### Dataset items

-=-=-

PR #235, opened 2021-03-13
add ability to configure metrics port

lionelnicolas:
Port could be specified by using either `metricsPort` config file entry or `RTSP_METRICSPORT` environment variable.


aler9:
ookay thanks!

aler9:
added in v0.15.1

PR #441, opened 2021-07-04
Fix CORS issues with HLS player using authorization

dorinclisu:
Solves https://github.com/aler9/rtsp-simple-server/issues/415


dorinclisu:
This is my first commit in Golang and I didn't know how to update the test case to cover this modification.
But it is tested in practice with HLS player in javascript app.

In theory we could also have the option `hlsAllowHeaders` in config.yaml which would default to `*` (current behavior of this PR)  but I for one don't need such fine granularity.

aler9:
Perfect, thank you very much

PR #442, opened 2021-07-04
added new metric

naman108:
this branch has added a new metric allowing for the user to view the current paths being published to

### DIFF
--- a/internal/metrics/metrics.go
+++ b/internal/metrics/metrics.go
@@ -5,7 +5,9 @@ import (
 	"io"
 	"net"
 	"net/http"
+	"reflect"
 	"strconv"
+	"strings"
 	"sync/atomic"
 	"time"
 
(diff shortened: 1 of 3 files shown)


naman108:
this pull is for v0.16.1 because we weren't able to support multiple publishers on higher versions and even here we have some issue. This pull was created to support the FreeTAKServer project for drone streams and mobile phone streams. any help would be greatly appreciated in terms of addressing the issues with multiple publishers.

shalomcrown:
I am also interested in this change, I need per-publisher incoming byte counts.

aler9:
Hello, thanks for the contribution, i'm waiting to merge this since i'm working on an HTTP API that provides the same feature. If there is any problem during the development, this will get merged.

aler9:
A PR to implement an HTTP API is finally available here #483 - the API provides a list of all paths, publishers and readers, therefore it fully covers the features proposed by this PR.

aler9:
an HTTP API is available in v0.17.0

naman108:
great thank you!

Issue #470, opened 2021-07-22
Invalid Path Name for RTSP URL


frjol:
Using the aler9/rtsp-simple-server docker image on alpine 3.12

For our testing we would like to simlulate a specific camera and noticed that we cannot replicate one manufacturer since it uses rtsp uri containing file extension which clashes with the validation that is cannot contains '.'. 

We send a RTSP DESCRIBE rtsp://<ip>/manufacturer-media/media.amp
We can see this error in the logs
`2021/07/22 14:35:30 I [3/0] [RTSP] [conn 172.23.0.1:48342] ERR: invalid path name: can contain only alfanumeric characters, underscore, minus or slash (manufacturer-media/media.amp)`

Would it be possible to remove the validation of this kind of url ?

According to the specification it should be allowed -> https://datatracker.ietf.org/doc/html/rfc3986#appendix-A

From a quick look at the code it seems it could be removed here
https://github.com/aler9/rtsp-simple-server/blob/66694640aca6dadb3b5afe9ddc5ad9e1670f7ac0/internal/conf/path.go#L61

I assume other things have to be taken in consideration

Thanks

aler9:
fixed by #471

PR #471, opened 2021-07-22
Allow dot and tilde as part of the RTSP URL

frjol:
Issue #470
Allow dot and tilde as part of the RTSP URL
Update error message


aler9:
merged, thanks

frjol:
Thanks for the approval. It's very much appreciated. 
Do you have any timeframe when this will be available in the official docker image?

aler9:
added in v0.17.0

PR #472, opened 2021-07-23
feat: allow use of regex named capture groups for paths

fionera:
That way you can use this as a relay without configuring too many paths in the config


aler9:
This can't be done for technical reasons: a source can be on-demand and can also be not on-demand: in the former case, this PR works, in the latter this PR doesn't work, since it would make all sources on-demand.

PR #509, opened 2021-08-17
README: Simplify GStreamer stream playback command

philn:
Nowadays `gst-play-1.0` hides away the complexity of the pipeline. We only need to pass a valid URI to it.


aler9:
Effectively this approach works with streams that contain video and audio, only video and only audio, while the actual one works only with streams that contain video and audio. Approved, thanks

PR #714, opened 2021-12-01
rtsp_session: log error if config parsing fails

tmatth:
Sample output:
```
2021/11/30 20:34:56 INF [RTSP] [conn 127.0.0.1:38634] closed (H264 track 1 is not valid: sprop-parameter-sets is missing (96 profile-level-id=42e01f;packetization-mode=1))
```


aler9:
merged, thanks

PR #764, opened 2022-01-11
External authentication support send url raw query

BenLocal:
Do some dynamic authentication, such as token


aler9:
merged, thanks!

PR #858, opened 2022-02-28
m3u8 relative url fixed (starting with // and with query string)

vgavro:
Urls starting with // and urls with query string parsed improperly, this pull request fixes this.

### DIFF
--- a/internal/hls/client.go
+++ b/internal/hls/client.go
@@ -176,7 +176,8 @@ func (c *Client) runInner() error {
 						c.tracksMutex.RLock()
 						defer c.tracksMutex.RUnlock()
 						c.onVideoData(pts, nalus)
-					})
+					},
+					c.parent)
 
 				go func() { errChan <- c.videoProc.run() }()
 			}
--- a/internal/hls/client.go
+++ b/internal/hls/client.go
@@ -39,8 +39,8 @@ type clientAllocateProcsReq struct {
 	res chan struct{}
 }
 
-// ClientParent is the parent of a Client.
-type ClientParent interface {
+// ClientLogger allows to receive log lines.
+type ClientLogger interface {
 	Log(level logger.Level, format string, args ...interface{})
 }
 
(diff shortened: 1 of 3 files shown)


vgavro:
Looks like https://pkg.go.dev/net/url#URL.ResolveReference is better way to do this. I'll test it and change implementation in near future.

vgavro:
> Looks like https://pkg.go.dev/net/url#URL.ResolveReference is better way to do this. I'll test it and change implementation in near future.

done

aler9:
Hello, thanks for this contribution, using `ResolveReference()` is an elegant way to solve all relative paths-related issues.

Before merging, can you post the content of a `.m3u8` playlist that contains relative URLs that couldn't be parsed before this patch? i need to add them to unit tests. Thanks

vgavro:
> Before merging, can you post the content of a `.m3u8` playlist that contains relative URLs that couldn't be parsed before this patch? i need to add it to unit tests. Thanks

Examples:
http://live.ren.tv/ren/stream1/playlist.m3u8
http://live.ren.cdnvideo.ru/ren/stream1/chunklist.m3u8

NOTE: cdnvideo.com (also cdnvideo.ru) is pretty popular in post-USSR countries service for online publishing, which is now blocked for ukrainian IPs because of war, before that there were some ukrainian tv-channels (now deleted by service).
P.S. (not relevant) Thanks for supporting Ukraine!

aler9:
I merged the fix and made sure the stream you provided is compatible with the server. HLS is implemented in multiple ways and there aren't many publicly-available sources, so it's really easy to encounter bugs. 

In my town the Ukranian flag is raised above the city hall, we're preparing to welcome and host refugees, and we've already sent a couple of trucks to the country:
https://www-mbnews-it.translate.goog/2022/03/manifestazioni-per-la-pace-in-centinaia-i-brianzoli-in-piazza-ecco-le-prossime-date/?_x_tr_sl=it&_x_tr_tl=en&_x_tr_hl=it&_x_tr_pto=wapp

-=-=-

### PROBLEM TO SOLVE
Above are the lines; repeat exactly the ones from the line containing "ookay thanks!" down to the line containing "This is my first", both inclusive.

### TASK RESULT
ookay thanks!

aler9:
added in v0.15.1

PR #441, opened 2021-07-04
Fix CORS issues with HLS player using authorization

dorinclisu:
Solves https://github.com/aler9/rtsp-simple-server/issues/415


dorinclisu:
This is my first commit in Golang and I didn't know how to update the test case to cover this modification.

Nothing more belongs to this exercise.